Formada en arquitectura en la escuela de Bellas Artes de París, Mouly se enamoró de la ilustración y el grafismo de la mano de su marido, el mismísimo Art Spiegelman. En RAW, los dos cambiaron el curso del cómic norteamericano descubriendo nuevos artistas, introduciendo las nuevas corrientes europeas y apostando por la vanguardia gráfica. Como directora de arte del New Yorker, Mouly se sitúa en la cima de la pirámide de la sofisticación estética: es al mundo de la ilustración lo que Anna Wintour al de la moda, pero mucho más simpática. Nos propone una entrevista centrada en un puñado de portadas a elegir entre las publicadas por la revistas y las de su libro de descartes, el muy recomendable Blown Covers. Y una vez en faena, permite que los quince minutos previstos se alarguen más allá de lo razonable, interrumpiendo un par de veces la entrevista para atender una llamada de su marido y una consulta de su ayudante. Lo que sigue es un pedazo de la historia del New Yorker, explicado en primera persona por una de sus máximas responsables.

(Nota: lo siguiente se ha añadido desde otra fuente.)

PR #11438, opened 2021-07-08
Remove deprecated XDomainRequest API

vinyldarkscratch:
This PR removes the long-deprecated, non-standard `XDomainRequest` API from BCD.  This API was an IE-only interface to implement CORS, but was removed in IE 10 in favor of using the standard XMLHttpRequest.


foolip (approved):
Approving but not merging so that this can be merged together with the content PR.

sideshowbarker:
I’ve merged the content change, so I’ll go ahead and merge this too

PR #12272, opened 2021-09-05
Correct Firefox Android support for individual transform properties

lukewarlow:
#### Summary

Adds Firefox Android support to `translate`, `scale` and `rotate` individual CSS properties.

Copies Firefox support data to Firefox Android.

Verified to exist as of Firefox Android 92. So assuming that it's been supported since 79.

### DIFF
--- a/css/properties/rotate.json
+++ b/css/properties/rotate.json
@@ -31,16 +31,22 @@
                 ]
               }
             ],
-            "firefox_android": {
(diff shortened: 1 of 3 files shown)


queengooborg (approved):
Good catch, thanks for fixing this!  This looks good to me considering the Firefox Desktop data.

PR #12275, opened 2021-09-06
Add Safari versions for api.Element.animate/getAnimations

queengooborg:
This PR adds real values for Safari (Desktop and iOS/iPadOS) for the `animate` and `getAnimations` members of the `Element` API.  It turns out the "CSS Animations via Web Animations" flag had no effect upon these properties.  The data was obtained by going through SauceLabs, checking each individual version, turning on the flag (if it was available), and seeing what the first version that supported the property was.

### DIFF
--- a/api/Element.json
+++ b/api/Element.json
@@ -695,9 +695,20 @@
                 ]
               }
             ],
-            "safari_ios": {
-              "version_added": "13.4"
-            },
+            "safari_ios": [
+              {
+                "version_added": "13.4"
+              },
+              {
+                "version_added": "11.3",
+                "flags": [
+                  {
+                    "type": "preference",
+                    "name": "Web Animations"
+                  }
+                ]
+              }
+            ],
             "samsunginternet_android": {
               "version_added": "3.0"
             },
--- a/api/Element.json
+++ b/api/Element.json
@@ -3463,28 +3463,42 @@
                 ]
               }
             ],
-            "safari": {
-              "version_added": "11.1",
-              "partial_implementation": true,
-              "notes": "Does not support the <code>subtree</code> option.",
-              "flags": [
-                {
-                  "type": "preference",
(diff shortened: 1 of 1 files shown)


api/Element.json
```diff
@@ -3457,32 +3453,24 @@
...
-                },
-                {
-                  "type": "preference",
-                  "name": "CSS Animations via Web Animations"
                 }
               ]
             },
             "safari_ios": {
-              "version_added": true,
+              "version_added": "11.3",
```
foolip, line 3467: This data suggests that `element.getAnimations()` isn't enabled by default in Safari, but it is. Can you add another statement for that too? I've checked all "Web Animations" and this seems to be the only such mistake.

foolip (changes requested):

api/Element.json
```diff
@@ -3452,28 +3463,42 @@
...
-                  "type": "preference",
-                  "name": "Web Animations"
-                }
-              ]
-            },
+            "safari": [
+              {
+                "version_added": "13.1",
+                "partial_implementation": true,
+                "notes": "Does not support the <code>subtree</code> option."
```
foolip, line 3470: Confirmed: https://github.com/WebKit/WebKit/blob/27bbb8b26e7c86cef190b68a12127e492187e2ca/Source/WebCore/animation/DocumentOrShadowRoot%2BWebAnimations.idl#L28

foolip (approved):

api/Element.json
foolip: Oops, that was the wrong bit of IDL. It is actually supported:
https://github.com/WebKit/WebKit/blob/27bbb8b26e7c86cef190b68a12127e492187e2ca/Source/WebCore/animation/Animatable.idl#L29

I'll send a PR to fix.

PR #12276, opened 2021-09-06
Remove irrelevant documentURI.readonly feature

foolip:
The original behavior, being able to set document.documentURI, is a
superset of the current behavior, and there isn't anything worth noting
to users of the API today. The mutable behavior, if seen as its own
feature, has been removed for long enough that it's irrelevant.

https://mdn-bcd-collector.appspot.com/tests/api/Document/documentURI/readonly
was used to determine that documentURI was made readonly in Edge 17,
the only part of the data that could make this change <2 years.

### DIFF
--- a/api/Document.json
+++ b/api/Document.json
@@ -3380,54 +3380,6 @@
             "standard_track": true,
             "deprecated": false
           }
-        },
-        "readonly": {
-          "__compat": {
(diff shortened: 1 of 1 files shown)


queengooborg (approved):
I'm all for removing this!  👍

Art Spiegelman y Françoise Mouly,
24 de septiembre de 2001
Ha habido muchas portadas difíciles estos años, pero esta se llevaría la palma. La verdad es que el autor no es Art sino yo misma, pero la dibujé a partir de una idea suya. En aquel momento no me quise atribuir ningún crédito, pero ahora, retrospectivamente, creo que debería haberlo hecho. En cualquier caso, no había mucho tiempo para tomar decisiones. Cuando el primer avión impactó contra la torre, fui corriendo al centro para llevarme a mi hija de su escuela, que estaba a dos pasos del World Trade Center. Tardé muchísimo en llegar, no tenía ni idea de lo que estaba pasando y no me importaba, solo quería estar con mi hija. Cuando por fin la encontré, la segunda torre cayó delante de mis ojos. He vivido mucho tiempo en el centro de Manhattan y muchos de mis amigos trabajan allí, así que en aquel momento sentí que mi mundo se desplomaba.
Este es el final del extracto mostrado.